Used training and testing sets can be downloaded as follows:

Task Training Set Testing Set
classical/lightweight image SR DIV2K (800 training images) or DIV2K +Flickr2K (2650 images) Set5 + Set14 + BSD100 + Urban100 + Manga109 download all
real-world image SR SwinIR-M (middle size): DIV2K (800 training images) +Flickr2K (2650 images) + OST (10324 images, sky,water,grass,mountain,building,plant,animal)
SwinIR-L (large size): DIV2K + Flickr2K + OST + WED(4744 images) + FFHQ (first 2000 images, face) + Manga109 (manga) + SCUT-CTW1500 (first 100 training images, texts)

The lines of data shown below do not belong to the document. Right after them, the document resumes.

Issue #538, opened 2022-04-19
spicedb CLI returns error code 0 regardless of application errors


vroldanbet:
# What

SpiceDB `spicedb` CLI should return non-zero error codes when a failure happens

# Why

The application should signal why did the process terminate through error codes. This particularly important for container schedulers like kubernetes that make use of the error code to [determine pod lifecycle state](https://kubernetes.io/docs/concepts/workloads/pods/pod-lifecycle/#pod-phase) (e.g. pods that terminate with non-zero error code are considered in `Failed` state). If a pod terminates with a zero error code (state `Succeeded`) no restarts will take place.

vroldanbet:
@jzelinskie yeah I had already tested the same snippet locally and seemed to do what I needed:
- SIGTERM'ing the process returned error code zero
- Any error returned in the execution of the command would return non-zero

A quick look into the cobra repository (https://github.com/spf13/cobra/issues/914) invites to think it should be sufficient to do what you posted above, with some friction around when to show the command list.

PR #541, opened 2022-04-19
makes cli application return non-zero error code on errors

vroldanbet:
fixes https://github.com/authzed/spicedb/issues/538

changes the application to return non-zero error codes when an `error` is returned by the root command. 

I attempted to make the output of the CLI _"pretty"_:

- if the error is a parsing error, command usage will be printed
- if the error is an application error, the error is logged using `zerolog` so that it shows up nicely just like any other application log message

If we wanted the flag values to be recognized as a "parsing/cli error" (e.g. unrecognized datastore) we could signal it with a specific error, but we would need to adjust every part of the application that initializes spicedb to return an error deemed to be considered "cli error". I considered that to be out of scope of this PR.

### example: unrecognized flag: error code 1, prints command usage
 
Screen Shot 2022-04-19 at 19 39 22

### example: incorrect flag value: error code 1, does not print command usage

Screen Shot 2022-04-19 at 19 25 20

### example: SIGTERM: error code 0

Screen Shot 2022-04-19 at 19 29 03

### DIFF
--- a/cmd/spicedb/main.go
+++ b/cmd/spicedb/main.go
@@ -1,11 +1,15 @@
 package main
 
 import (
+	"errors"
 	"math/rand"
+	"os"
 	"time"
 
 	"github.com/cespare/xxhash"
+	"github.com/rs/zerolog/log"
 	"github.com/sercand/kuberesolver/v3"
+	"github.com/spf13/cobra"
 	"google.golang.org/grpc/balancer"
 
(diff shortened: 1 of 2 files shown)


jzelinskie (approved):
I think this could also be done with a new error type that wraps the flag error then using `errors.As` at the `Execute()` callsite.

I don't think it really makes much of a difference, though.
LGTM

PR #544, opened 2022-04-19
Reduce the namespace manager interface to the essentials

josephschorr:
All other methods are moved into utility methods, as their implementations are shared


josephschorr:
Closed in favor #581

PR #547, opened 2022-04-20
Ensure preconditions on tuple writes in Postgres and MySQL honor deletions

### LINKED ISSUE #339: Preconditions on the postgres datastore do not consider relationship liveliness
An example log line from checking preconditions that does not take into account the relationship's `deleted_transaction` status:

```{"level":"info","module":"pgx","args":["user","user_id","project"],"pid":45594,"rowCount":1,"sql":"SELECT id FROM relation_tuple WHERE namespace = $1 AND object_id = $2 AND userset_namespace = $3 LIMIT 1","time":1.402475,"time":"2021-12-14T16:16:40Z","message":"Query"}```

### PR DESCRIPTION
**Pull request by josephschorr**
Fixes #339

### DIFF
--- a/internal/datastore/mysql/tuple.go
+++ b/internal/datastore/mysql/tuple.go
@@ -17,7 +17,7 @@ import (
 )
 
 // TODO (@vroldanbet) dupe from postgres datastore - need to refactor
-func (mds *Datastore) selectQueryForFilter(filter *v1.RelationshipFilter) sq.SelectBuilder {
+func (mds *Datastore) selectQueryForFilter(filter *v1.RelationshipFilter, revision datastore.Revision) sq.SelectBuilder {
 	query := mds.QueryTupleExistsQuery.Where(sq.Eq{colNamespace: filter.ResourceType})
 
 	if filter.OptionalResourceId != "" {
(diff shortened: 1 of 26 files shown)

### CODE REVIEW

**Review by vroldanbet — DISMISSED** [review]
Changes to mysql datastore LGTM

File: internal/datastore/postgres/tuple.go [hunk 1]
```diff
@@ -56,6 +56,8 @@ func selectQueryForFilter(filter *v1.RelationshipFilter) sq.SelectBuilder {
 		}
 	}
 
+	query = query.Where(sq.Eq{colDeletedTxn: liveDeletedTxnID})
```
jakedt, line 59: The caller of this method should use `filterToLivingObjects`.

internal/datastore/mysql/tuple.go
```diff
@@ -37,6 +37,8 @@ func (mds *Datastore) selectQueryForFilter(filter *v1.RelationshipFilter) sq.Sel
 		}
 	}
 
+	query = query.Where(sq.Eq{colDeletedTxn: liveDeletedTxnID})
```
jakedt, line 40: The caller of this method should use `filterToLivingObjects`.

jakedt (changes requested):

josephschorr:
Closed in favor of #581

PR #550, opened 2022-04-21
sets mysql manager singleton

vroldanbet:
Follow up to https://github.com/authzed/spicedb/pull/532

# What

fixes bug where the MySQL migration manager singleton was not selected when using `spicedb migrate` for the MySQL datastore

# Notes

`spicedb migrate` command has not tests whatsoever and I wonder if its worth adding some very basic smoke tests?


josephschorr (approved):
LGTM

PR #551, opened 2022-04-21
Add integration testing for the migrate command

josephschorr:
Runs each datastore's backing engine or service in a container, and then creates another container with SpiceDB to perform the migration


internal/testserver/datastore/datastore.go
```diff
@@ -3,22 +3,38 @@ package datastore
 import (
 	"testing"
 
+	"github.com/stretchr/testify/require"
+
 	"github.com/authzed/spicedb/internal/datastore"
 )
 
 // InitFunc initialize a datastore instance from a uri that has been
 // generated from a TestDatastoreBuilder
```
ecordell, line 12:
```suggestion
// InitFunc initializes a datastore instance from a uri that has been
// generated from a RunningEngineForTest
```

internal/testserver/datastore/datastore.go
```diff
@@ -3,22 +3,38 @@ package datastore
...
+// requires env vars set to use from an external source (like a container).
+type RunningEngineForTestWithEnvVars interface {
+	RunningEngineForTest
+
+	// ExternalEnvVars are the environment variables to be set.
+	ExternalEnvVars() []string
+}
+
 // TestDatastoreBuilderFunc allows a function to implement TestDatastoreBuilder
 type TestDatastoreBuilderFunc func(t testing.TB, initFunc InitFunc) datastore.Datastore
```
ecordell, line 39: I would rename these too to match

internal/datastore/mysql/datastore.go
```diff
@@ -64,6 +66,10 @@ var (
 	sb = sq.StatementBuilder.PlaceholderFormat(sq.Question)
 )
 
+func init() {
+	datastore.Engines = append(datastore.Engines, Engine)
```
ecordell, line 70: 👍

internal/testserver/datastore/datastore.go
josephschorr: Removed

ecordell (approved):
LGTM

PR #555, opened 2022-04-22
Postgres optimized revision caching

jakedt:


internal/datastore/common/revisions/optimized.go
```diff
@@ -0,0 +1,103 @@
...
+
+	// this value is read and set by multiple consumers, it's protected
+	// by atomic load/store
+	lastQuantizedRevision *atomicRevision
+
+	// the updategroup consolidates concurrent requests to the database into 1
+	updateGroup singleflight.Group
+}
+
+type validRevision struct {
```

*We use the degradation model proposed in BSRGAN, ICCV2021
RealSRSet
color/grayscale image denoising DIV2K (800 training images) + Flickr2K (2650 images) + BSD500 (400 training&testing images) + WED(4744 images) grayscale: Set12 + BSD68 + Urban100
color: CBSD68 + Kodak24 + McMaster + Urban100 download all
JPEG compression artifact reduction DIV2K (800 training images) + Flickr2K (2650 images) + BSD500 (400 training&testing images) + WED(4744 images) grayscale: Classic5 +LIVE1 download all

The training code will be put in KAIR.

Testing (without preparing datasets)

For your convience, we provide some example datasets (~20Mb) in /testsets. If you just want codes, downloading models/network_swinir.py, utils/util_calculate_psnr_ssim.py and main_test_swinir.py is enough. Download pretrained models and put them in model_zoo/swinir, then run the following commands. All visual results of SwinIR can be downloaded here.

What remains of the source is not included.